Callie concentrated hard and sent one body to stare into the blank metal diamond of the ruler’s face. “Kill you? I am the suffering slime. I know as many torments as I have bodies, and I will visit them all on you, if you don’t give in to my demands. You say I can’t kill you. I know. Isn’t it wonderful? No matter what I do to you… you’ll never die.” She reached out – this body had a stump of a paw, wrapped in filthy bandages. Was this that first body, the one she’d found refuge in right after she lost the game? That would be nice.
She caressed the ruler’s metal face with the dirty bandage, leaving a smear. “You’re one of the best of us. You’ve never finished lower than twelfth place. You’ve been ruler more often than anyone else. This is going to be a new experience for you.

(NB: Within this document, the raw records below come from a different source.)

PR #1775, opened 2024-03-25
Transfer primary data stack when current one is closed #1774

### LINKED ISSUE #1774: Outdated JavaDoc in FieldEditorPreferencePage

## Suggestion

The documentation of the FieldEditorPreferencePage class mentiones, that subclasses may overwrite the `createLayout()` method to customize the layout. However, the layout is created in the constructor and there is no method with that name in this class, the FieldEditor class or any of its parent classes.

https://github.com/eclipse-platform/eclipse.platform.ui/blob/c40b7a177e4be437a644ba578ace8ed6d0cbaaf0/bundles/org.eclipse.jface/src/org/eclipse/jface/preference/FieldEditorPreferencePage.java#L34-L36

Does anyone know what this is referring to? Because this segment goes back to [5fe99e68c2592c63f5ca9e4b8f3ca5554dddeab9](https://github.com/eclipse-platform/eclipse.platform.ui/blob/5fe99e68c2592c63f5ca9e4b8f3ca5554dddeab9/bundles/org.eclipse.jface/src/org/eclipse/jface/preference/FieldEditorPreferencePage.java), i.e. the initial contribution.

If not, then I would propose to simply remove this part, to avoid any further confusion.

## Community

HeikoKlare:
The "primaryDataStack" is the main editor part stack used for placing newly opened editors. When the shared area containing the `primaryDataStack` is split into multiple stacks and the last editor in the `primaryDataStack`is closed, the `primaryDataStack`is removed from the application model so that the application model does not contain a `primaryDataStack`anymore.

The cleanup functionality that removes a part stack being not the last in the shared are is placed in the `CleanupAddon`. This change adds functionality to this addon that transfers the `primaryDataStack`property from the stack being removed to the first of the remaining part stacks. It also centralizes the functionality to create a primary data stack and to identify an element as such to avoid duplicated functionality.

Note that this chance does _not_ yet solve the problem of the onboarding information being lost within the same session of your workbench. It will only ensure that the `primaryDataStack` does not get lost, such that when restarting the product the onboarding information will be back. The issue of disappearing onboarding information within the same session has to be addressed by changing the way in which the onboarding information is instantiated. I will provide a separate PR for that.

Contributes to https://github.com/eclipse-platform/eclipse.platform.ui/issues/1774

### How to test / reproduce

You can experience the change with the following scenario (also documented in #1774):
1. Start an Eclipse product, e.g., an SDK
image
2. Open two editors in the shared area. Then split the shared area placing the the two editors side by side via drag and drop.
image
3. Close the _left_ editor first, then close the remaining (the originally _right_) editor. You will see that the onboarding information is lost.
image
4. Restart the product. Without this chance, you will see that the onboarding information is still lost (like in the previous screenshot) whereas with this change the onboarding information is present again. This is a result of the `primaryDataStack` still being present. You can also investigate the `workbench.xmi` under `.metadata/.plugins7org.eclipse.e4.workbench` within your workspace. With this change, the `workbench.xmi` will still an entry like the following after executing the described scenario whereas without this chance the entry is missing:
```xml
    <sharedElements xsi:type="advanced:Area" xmi:id="_SYOZIOq3Ee6Ds-nHDao7XQ" elementId="org.eclipse.ui.editorss">
      <children xsi:type="basic:PartStack" xmi:id="_VvWtAeq3Ee6SwsvRjze8_w" elementId="org.eclipse.e4.primaryDataStack">
        <tags>org.eclipse.e4.primaryDataStack</tags>
        <tags>EditorStack</tags>
      </children>
    </sharedElements>
```


HeikoKlare:
Test is "only" failing because of Java 21 JVM being used. With a Java 17 JVM it is working fine. Just adding another test that is executed before the added one and simply initializes and disposes an E4Application also makes the test succeed. This also applies to some other test cases in the `org.eclipse.e4.ui.workbench.addons.swt` plug-in, which when executed standalone start to fail with a Java 21 JVM.

@merks maybe you are interested in taking a look at the proposed fix?

bundles/org.eclipse.e4.ui.workbench.addons.swt/src/org/eclipse/e4/ui/workbench/addons/cleanupaddon/CleanupAddon.java
```diff
@@ -381,4 +384,32 @@ private void subscribeRenderingChanged(
...
 		return modelService.isLastEditorStack(element);
 	}
+
+	private void transferPrimaryDataStackIfRemoved(MElementContainer<?> removedElement) {
+		if (!PRIMARY_DATA_STACK_ID.equals(removedElement.getElementId())) {
+			return;
+		}
+		MPartStack newPrimaryDataStack = findFirstPartStackToBeRendered(removedElement.getParent());
+		if (newPrimaryDataStack != null) {
+			newPrimaryDataStack.setElementId(removedElement.getElementId());
```
merks: I think it's slightly more obvious that you assign this as the PRIMARY_DATA_STACK_ID if you use that constant rather than call a method to return what you established above must be the value of that ID.

bundles/org.eclipse.e4.ui.workbench.addons.swt/src/org/eclipse/e4/ui/workbench/addons/cleanupaddon/CleanupAddon.java
```diff
@@ -381,4 +384,32 @@ private void subscribeRenderingChanged(
...
+			newPrimaryDataStack.getTags().addAll(removedElement.getTags());
```
merks: I wonder, are there specific tags that you expect to be transferred?  Is it ever possible that there might be tags you'd not want transferred?

bundles/org.eclipse.e4.ui.workbench.addons.swt/src/org/eclipse/e4/ui/workbench/addons/cleanupaddon/CleanupAddon.java
HeikoKlare: Makes sense. I have now completely moved the functionality for making a "primary data stack" out of a part stack and for identifying an element as such to a utility, which is used at all places that replicated the according functionality.

bundles/org.eclipse.e4.ui.workbench.addons.swt/src/org/eclipse/e4/ui/workbench/addons/cleanupaddon/CleanupAddon.java
HeikoKlare: I only expect the "EditorStack" and the "primary data stack" tags to be transferred. I think you are right that we should not simply transfer every kind of tag but only those related to the stack being the primary data stack. I have adapted the code accordingly with the introduced utility for adding the relevant tags as mentioned in the comment above (https://github.com/eclipse-platform/eclipse.platform.ui/pull/1775#discussion_r1542729945).

HeikoKlare:
If no one disagrees, I would like to merge this one together with #1778 for M1 to have some productive testing until 2024-06 release.

HeikoKlare:
Failing test is unrelated and documented in #1005.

Isn’t it wonderful, that after all these billions of years, you can still experience something new?”
Callie ripped off the ruler’s mask. It wasn’t just something the leader wore – it was attached, somehow, embedded, and when it came free, flesh ripped. The visage underneath was horrific, all squirming meat full of eyes and mandibles.
“Tell me what you want,” the ruler said.
The control center was less grisly than the ruler’s private rooms: a round, cozy space, with a console at the center, and various screens and interfaces. The leader hunched over the controls, mouthparts moving, and Shall’s voice translated their words, with occasional pauses as he pondered word choice. “This is absurd. I’ll accept almost anything within the context of the game, the only rule there is to win at all costs, but what you’re asking… You know there’s too much at stake, sibling. We need those processors for the next stage of the simulation. We have to finish testing the efficacy of the… something… tunneler. Quantum tunneler?” The leader turned their head and looked at the horde, in what Callie assumed was a baleful fashion. “Just because I’m leading the project, you want to spoil it? You’re that upset at the prospect of a thousand years of torment? The Dream has made you weak. Or… were you a spy all along? Have you been waiting all this time for an opportunity to disrupt the great work? I knew you were too close with those… ah, rewinders? Those-who-go-back? Something like that. You spineless spy, you treacherous scum, etc., ah, wait, this is interesting – they’re coming, aren’t they? Your old friends. Coming to destroy our work before it can interfere with their plans.”